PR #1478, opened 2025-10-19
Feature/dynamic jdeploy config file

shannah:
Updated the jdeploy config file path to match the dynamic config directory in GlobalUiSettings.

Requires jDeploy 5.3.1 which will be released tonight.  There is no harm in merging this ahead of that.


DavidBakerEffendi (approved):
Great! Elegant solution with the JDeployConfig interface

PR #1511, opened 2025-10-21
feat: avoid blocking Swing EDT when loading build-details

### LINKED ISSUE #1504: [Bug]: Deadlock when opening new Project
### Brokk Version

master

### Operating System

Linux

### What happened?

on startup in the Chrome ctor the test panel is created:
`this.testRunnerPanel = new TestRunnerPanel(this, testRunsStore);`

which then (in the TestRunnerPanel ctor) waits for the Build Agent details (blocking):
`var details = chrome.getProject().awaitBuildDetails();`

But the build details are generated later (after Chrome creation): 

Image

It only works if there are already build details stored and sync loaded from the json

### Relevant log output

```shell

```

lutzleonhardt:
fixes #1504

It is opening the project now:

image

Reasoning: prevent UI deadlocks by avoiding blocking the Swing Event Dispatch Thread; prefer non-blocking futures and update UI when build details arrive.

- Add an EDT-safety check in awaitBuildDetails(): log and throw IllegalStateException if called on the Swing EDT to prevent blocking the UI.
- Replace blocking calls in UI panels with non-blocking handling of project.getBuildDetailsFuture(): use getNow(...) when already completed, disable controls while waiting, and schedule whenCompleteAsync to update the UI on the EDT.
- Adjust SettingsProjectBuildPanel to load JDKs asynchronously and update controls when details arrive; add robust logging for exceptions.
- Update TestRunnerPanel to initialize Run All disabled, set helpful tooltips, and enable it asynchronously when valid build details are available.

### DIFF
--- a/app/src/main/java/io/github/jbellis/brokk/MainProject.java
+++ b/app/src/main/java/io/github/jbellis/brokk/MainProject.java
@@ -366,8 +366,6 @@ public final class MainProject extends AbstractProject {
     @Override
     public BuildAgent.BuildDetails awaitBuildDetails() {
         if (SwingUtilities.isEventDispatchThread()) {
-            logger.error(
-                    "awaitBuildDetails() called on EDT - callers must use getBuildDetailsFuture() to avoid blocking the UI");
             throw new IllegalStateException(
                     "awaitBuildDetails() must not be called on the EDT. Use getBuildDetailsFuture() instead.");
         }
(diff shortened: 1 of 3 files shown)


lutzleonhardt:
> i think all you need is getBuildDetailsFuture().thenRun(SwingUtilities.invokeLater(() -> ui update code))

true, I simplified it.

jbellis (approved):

» Activity: Provide the count of lines holding the word "opening" in these entries, and no other words.

» Output: 2